Attention, je ne parle pas des livres d’art, de ceux qui exposent des oeuvres d’art dans leurs pages mais bien des livres d’artiste, ce qui n’est pas la même chose …
Jusqu’à il y a un peu plus de 2 ans, je n’en avais jamais entendu parler vraiment. J’avais bien vu des livres que je qualifiais de « très originaux » mais je ne savais pas qu’on les appelais « livres d’artistes ».
Et puis j’ai fait la connaissance d’Amandine Nabarra Piomelli , une française qui vit entre l’Italie et la Californie, photographe et … créatrice de livres d’artistes. C’est elle qui m’a fait découvrir cet univers et qui à force, à force, m’a donné envie d’aller l’explorer par mes propres moyens ; d’autant que, faisceaux de circonstances, hasard, appelons-les comme on veut, j’ai rencontré plus récemment Christine Giard, relieur d’art (donc de livres d’artistes !!) et vivant elle à New-York. Le monde est un grand village 😉
Alors voilà, le sujet de cet article, c’est de faire découvrir pour ceux qui ne le connaissent pas l’univers du livre d’artiste et … mon premier prototype …
Pour vous faire comprendre la principale différence entre un livre d’art et un livre d’artiste, j’aurais envie de vous dire que ce dernier est plutôt un livre-objet où l’expérience de la manipulation de celui qui le consulte compte presque autant que le contenu. Sa conception, la forme qu’il prend doit servir et accompagner le contenu.
C’est une démarche vraiment intéressante notamment pour nous photographes, car elle donne en quelque sorte une 3ème, voire une 4ème dimension à une série photographique, comme si cette dernière prenait corps dans un objet physique.

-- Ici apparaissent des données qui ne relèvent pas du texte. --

Issue #365, opened 2016-11-09
Deprecate Debian Wheezy and Jessie


armab:
Closes https://github.com/StackStorm/st2/issues/2799

We actually build packages for [`debian wheezy` and `debian jessie`](https://github.com/StackStorm/st2-packages/blob/master/circle.yml#L20). That locks `2` CircleCI containers, increases overall build time and queue.

> FYI: `Debian Wheezy` [was needed](https://github.com/StackStorm/st2-dockerfiles/issues/23
) because of its small size as base for Docker images.

These packages never reached the `stable` repos from `staging`. Maybe just 1 or 2 persons asked if we support it.

Some `deb` code is in place for them and must be cleaned up as well.

Looks like it's finally safe to remove them or there is a chance we'll need pure Debian support?

### TODO
- [x] `st2-packages` https://github.com/StackStorm/st2-packages/pull/471
  - [x] `deb` packaging changes/cleanup
- [x] `mistral` https://github.com/StackStorm/mistral/pull/30
- [x] `st2chatops` https://github.com/StackStorm/st2chatops/pull/79
- [x] `st2web` https://github.com/StackStorm/st2web/pull/382
- [x] `bwc` https://github.com/StackStorm/bwc-enterprise-packages/pull/17
- [x] `bwc-ui` https://github.com/StackStorm/bwc-ui/pull/13
- [x] `st2-auth-ldap` https://github.com/StackStorm/st2-enterprise-auth-backend-ldap/pull/34
- [x] `st2flow` https://github.com/StackStorm/st2flow/pull/121
- [x] `st2ci` https://github.com/StackStorm/st2ci/pull/101
- [x] `st2-dockerfiles` https://github.com/StackStorm/st2-dockerfiles/pull/54
  - [x] Remove Dockerfiles
  - [ ] Delete Docker Hub Images
  - [ ] Delete quay.io Images
---
- [ ] https://github.com/StackStorm/bwc-topology/pull/165
- [ ] https://github.com/StackStorm/bwc-cli/pull/64
- [ ] https://github.com/StackStorm/sandbox-actions/pull/288
- [ ] https://github.com/StackStorm/bwc-ipfabric-packs/pull/64
- [ ] https://github.com/StackStorm/ixp_essentials/pull/22
- [ ] https://github.com/StackStorm/network_essentials/pull/129
- [ ] https://github.com/StackStorm/bwc-ipfabric-suite-packages/pull/6
[...]

Issue #343, opened 2016-09-21
Build Environment, docker images are outdated


armab:
> Related to fast fix: https://github.com/StackStorm/st2-packages/pull/342

Originally packages are built in Docker environment, eg pre-bundled images for different OSes, located in https://hub.docker.com/r/stackstorm/packagingenv/tags/

These images need an update from time to time, since OS become obsolete/outdated/vulnerable.
Eg. rebuild Docker images, upgrade, deploy to Docker hub.

enykeev:
Quay is supposed to build new images for us on every change to git tags. Please confirm and close the issue.

armab:
Nice :+1: 

But more visibility would be nice.
Build happens on every git tag change in which repo? Where are links to Quay? How to know if error happens during the build? Documentation or maybe just badge to the index.

armab:
Implemented in https://github.com/StackStorm/st2-dockerfiles/issues/40

PR #377, opened 2016-12-03
Retry some commands when failed

armab:
> This PR is start of series to improve the builds in general and let them suck less
> In 90% cases what we do to fix the build: retry manually

Brings function to retry failing command in Makefile.

And while `pip` has its own connection-retrying mechanism (with `--retries <retries>` default `5`), most probably something wrong with it or it's not enough (?).
Anyways, experimenting. It's strange how frequently we have upstream connection errors like: 

----

More technical debt that is good to address in future: 
- https://github.com/StackStorm/st2-packages/issues/365 less distros/builds will decrease number of failures
- https://github.com/StackStorm/st2-packages/issues/343 to upgrade all Docker build environment, which wasn't touched for months (half of year+).

### DIFF
--- a/packages/st2/Makefile
+++ b/packages/st2/Makefile
@@ -30,6 +30,10 @@ else
 	DEB_DISTRO := $(shell lsb_release -cs)
 endif
 
+# Makefile function to retry the failed command 'N' times
+# Example: $(call retry,3,some_script.sh)
+retry = $(2) $(foreach t,$(shell seq 1 ${1}),|| (echo -e "\033[33m Failed ($$?): '$(2)'\n Retrying $t ... \033[0m"; $(2)))
+
 .PHONY: all install wheelhouse
 all: install
 
@@ -77,7 +81,7 @@ endif
 wheelhouse: .stamp-wheelhouse
 .stamp-wheelhouse: | populate_version requirements inject-deps
 	cat requirements.txt
-	pip wheel --wheel-dir=$(WHEELDIR) --find-links=$(WHEELDIR) -r requirements.txt
+	$(call retry,2,pip wheel --wheel-dir=$(WHEELDIR) --find-links=$(WHEELDIR) -r requirements.txt)
 	touch $@
 
 # Note: We want to dynamically inject "st2client" dependency. This way we can
--- a/packages/st2/Makefile
+++ b/packages/st2/Makefile
@@ -31,6 +31,7 @@ else
 endif
 
 # Makefile function to retry the failed command 'N' times
+# Make sure you use it for nothing but networking stuff (think about race conditons)
 # Example: $(call retry,3,some_script.sh)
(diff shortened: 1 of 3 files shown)


armab:
It worked in the battlefield!

Could catch an example of this "super-intelligent auto-remediation" :smiley: :


Here is the build where `pip` failed 5 times in different places (and was auto-retried):
https://circleci.com/gh/StackStorm/st2-packages/1483

Kami:
Nice work :+1: 

Sadly there are still too many intermediate failures not directly related to our stuff and which we can't control so this should hopefully help a lot :)

packages/st2/Makefile
```diff
@@ -30,6 +30,10 @@ else
 	DEB_DISTRO := $(shell lsb_release -cs)
 endif
 
+# Makefile function to retry the failed command 'N' times
+# Example: $(call retry,3,some_script.sh)
+retry = $(2) $(foreach t,$(shell seq 1 ${1}),|| (echo -e "\033[33m Failed ($$?): '$(2)'\n Retrying $t ... \033[0m"; $(2)))
```
Kami: Bash one liner!

I would prefer to make it just a normal function since it's more readable, but whatever :)

Kami:
Also, I don't know how easy it is to do, but it would be nice to have some kind of "test" for the retry function.

This way we can be positive that retry function which is not working correctly won't mask the failures and cause builds to succeed. I know the build would still probably fail somewhere else down the chain, but I would feel more comfortable with such "test" / check :)

packages/st2/Makefile
armab: Yeah, I don't like it too. But that's how it's usually done in make: https://www.gnu.org/software/make/manual/make.html#Call-Function

Multi-line would be even worse because of strange formatting stuff like putting `\` in the end of every line which is more error prone and then calling that function making sure positional arguments weren't messed.

I'll play with retries builds https://circleci.com/gh/StackStorm/st2-packages/tree/feature%2Fretry-on-failure more and if I'll find that `1` single command retry was enough in all cases,
maybe just:
```sh
pip wheel --wheel-dir=$(WHEELDIR) --find-links=$(WHEELDIR) -r requirements.txt || \
  pip wheel --wheel-dir=$(WHEELDIR) --find-links=$(WHEELDIR) -r requirements.txt
```

to remove function with echo-s and that makefile alien syntax to avoid entire complexity.

emedvedev:
MAKE BUILDS GREAT AGAIN.

armab:
So @kam @lakshmi-kannan, :-1: x `2` is too much, so I replaced it in favor of just `command || command` for simplicity.
Left `retry` function in only 1 Makefile for future reference in case we'll need it in some future, it's not used anywhere for now.

Let's see how this change behaves to get less failures and see what else we can adjust.

Kami:
LGTM :+1: 

Let's try it and see how it goes :)

PR #381, opened 2016-12-06
Fix Bootstrap script Branch

armab:
Trusty `MongoDB` and `nginx` are installed when running bootstrap in Xenial.
As a result, `st2` fails to start


armab:
Trusty `MongoDB` and `nginx` are installed when running bootstrap in Xenial.
As a result, `st2` fails to start

PR #382, opened 2016-12-06
Add a space before ]. bash syntax fix

lakshmi-kannan:
^ Setting up st2 (2.1dev-117) ...
/var/lib/dpkg/info/st2.postinst: 70: [: missing ]
Successfully updated /opt/stackstorm/st2/bin/python

Caught by CI https://st2-build/#/history/5846240727263a39c06a8e89/general


armab:
:+1:  for the fix, but :-1:  for doing things like that in packaging in future and find time to rely on DB Migration framework.

Imagine now multi-node deployment. 10 StackStorm nodes talk to external Mongo, Rabbit and so on. And now `st2` package upgrade happens, which triggers `st2ctl reload` on 10 machines simultaneously. And that happens on every package upgrade.

Instead of that, with DB migration framework running migration script many times will apply the actual migration only once (with locking/version pinning in DB).

PR #383, opened 2016-12-06
Add a space before ]. bash syntax fix

lakshmi-kannan:
Picking up https://github.com/StackStorm/st2-packages/pull/382


armab:
:+1: let's merge and see what happens, if none tested the real upgrade behavior with packages.

PR #384, opened 2016-12-08
 [WIP]: Bootstrap script for U16 status check

humblearner:
Bootstrap script for U16, to catch the CI failures:

- [x]  Verify mongod and rabbit-server status before st2 verify
- [ ]  Collect logs from aws instance


armab:
What's the difference with https://github.com/StackStorm/st2-packages/blob/master/scripts/st2bootstrap-deb.sh which is already used for both `U14` and `U16`?

Issue #385, opened 2016-12-08
st2bootstrap-deb assumes variables exist, and fails if they dont


AndyMoore111:
when running st2bootstrap-deb.sh through ansible it fails with the error 'Failed on step - Configure st2 CLI config'

This is because the script assumes $HOME exists, however under ansible it doesn't seem to exist

All variables should be checked before use, and set to a default if they don't exist

fwiw i've worked around it with:

```
  if [ -z "$HOME" ];
  then
    HOME=`eval echo ~$(whoami)`
fi
```

AndyMoore111:
the -z doesnt work with set -u

changed to 

: "${HOME:=`eval echo ~$(whoami)`}"

emedvedev:
Fixed in #386. Will cherry-pick to `v2.1` as well.

armab:
Re-opening as not fully solved.

This fix https://github.com/StackStorm/st2-packages/issues/386 needs to be applied for other files as well: `st2bootstrap-el6.sh` and `st2bootstrap-el7.sh`

PR #386, opened 2016-12-09
create HOME var when it doesnt already exist

AndyMoore111:
https://github.com/StackStorm/st2-packages/issues/385

when running st2bootstrap-deb.sh through ansible it fails with the error 'Failed on step - Configure st2 CLI config'

This is because the script assumes $HOME exists, however under ansible it doesn't seem to exist

All variables should be checked before use, and set to a default if they don't exist

### DIFF
--- a/scripts/st2bootstrap-deb.sh
+++ b/scripts/st2bootstrap-deb.sh
@@ -221,6 +221,8 @@ configure_st2_cli_config() {
   ROOT_USER="root"
   CURRENT_USER=$(whoami)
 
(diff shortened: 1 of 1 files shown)


emedvedev:
LGTM

armab:
@emedvedev Please don't forget to add the same fix for `st2bootstrap-el6.sh` and `st2bootstrap-el7.sh` scripts.

emedvedev:
@AndyMoore111 ^^

AndyMoore111:
https://github.com/StackStorm/st2-packages/pull/388

PR #43, opened 2021-06-08
Trigger a notice of file analyzer recursion limit.

### LINKED ISSUE #42: Zip analyzer event/notice on recursion limit
Feature Request.   It would be interesting to get a notice when the zip analyzer hits it's recursion limit.

bbannier:
Closes #42.


tests/zeek/file-analyzer-nested.zeek
```diff
@@ -24,6 +25,11 @@ event text::data3(f: fa_file, data: string)
 	print "data3", f$id, data;
 	}
 
+event Spicy::max_file_depth_exceeded(f: fa_file, args: Files::AnalyzerArgs, limit: count)
+	{
+	print "max file depth exceeded", f$id, args, limit;
```
rsmmr, line 30: This should be showing up `output-max`, but the `grep` is filtering it out, so that we don't have it the baseline; probably want to use some other text here not matching the grep.

Also, would be good check `notice.log` for the new `NOTICE`.

plugin/CMakeLists.txt
```diff
@@ -33,9 +33,8 @@ set(HEADERS
     zeek-reporter.h)
 
 set(ZEEK_SCRIPTS
-    scripts/__load__.zeek
-    scripts/base/spicy/__load__.zeek
-    scripts/base/spicy/main.zeek
+    scripts/_Zeek/spicy/__load__.zeek
```
rsmmr, line 36: This seems to work, though it isn't quite what I was hoping for. This is current structure:

```
# find scripts
scripts
scripts/misc
scripts/misc/record-spicy-batch.zeek
scripts/__load__.zeek
scripts/__preload__.zeek
scripts/_Zeek
scripts/_Zeek/spicy
scripts/_Zeek/spicy/main.zeek
scripts/_Zeek/spicy/__load__.zeek
scripts/_Zeek/__load__.zeek
```

I think this still has the problem of `scripts/__load__.zeek` being pulled in twice (because `script_dir` in `zkg.meta` hasn't changed); we just don't see that because it happens to be empty. We could just remove it, but IO think`script_dir` should really be pointing one level down. I was original hoping for this: set `script_dir` to `plugin/scripts/spicy`; then this layout:

```
scripts/spicy/__load__.zeek (contains @load ./base)
scripts/spicy/__preload__.zeek
scripts/spicy/base/main.zeek
scripts/spicy/base/__load__.zeek
scripts/spicy/misc/record-spicy-batch.zeek
```

 You might have tried this and it didn't work?

rsmmr:
Will need #46

PR #45, opened 2021-06-15
Experimental branch for building inside Zeek as a static plugin.

rsmmr:
Building & linking works for me, but it has script trouble at startup:

    > ./src/zeek
    fatal error: can't find base/init-bare.zeek


rsmmr:
Superseded by #46

PR #51, opened 2021-07-06
Make plugin version available to other projects.

rsmmr:


CMakeLists.txt
```diff
@@ -10,6 +10,7 @@ set(SPICY_ZEEK_PLUGIN_VERSION_MAJOR ${CMAKE_MATCH_2})
 set(SPICY_ZEEK_PLUGIN_VERSION_MINOR ${CMAKE_MATCH_3})
 set(SPICY_ZEEK_PLUGIN_VERSION_PATCH ${CMAKE_MATCH_4})
 math(EXPR SPICY_ZEEK_PLUGIN_VERSION_NUMBER "${SPICY_ZEEK_PLUGIN_VERSION_MAJOR} * 10000 + ${SPICY_ZEEK_PLUGIN_VERSION_MINOR} * 100 + ${SPICY_ZEEK_PLUGIN_VERSION_PATCH}")
+set(SPICY_ZEEK_PLUGIN_VERSION_NUMBER "${SPICY_ZEEK_PLUGIN_VERSION_NUMBER}" CACHE STRING "")
```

Pour vous faire une idée de l’extraordinaire diversité de ces livres, je vous invite à faire une petite recherche google images en tapant « artist’s book ». Les résultats en anglais sont bien plus représentatifs que ceux en français car dans notre langue il y a une sérieuse confusion entre livre d’art et livre d’artiste. Je crois d’ailleurs que c’est assez révélateur du fait que cette forme d’art est plus développée dans les pays anglo-saxons que dans nos contrées. Vous pouvez aussi visiter le site de mon amie Amandine dans sa section dédiée.
Vous vous rendrez compte que parfois on a même du mal à voir qu’il s’agit d’un livre tant le mode de pliage, la reliure et les matériaux utilisés sont étonnants ! Et pourtant, ils sont classés dans la catégorie livres car ce sont des objets qui au final se lisent comme un livre, même si certains, selon moi, seraient presque à classer dans la sculpture.
Venons en à mon prototype, histoire de vous donner un exemple concret de la démarche.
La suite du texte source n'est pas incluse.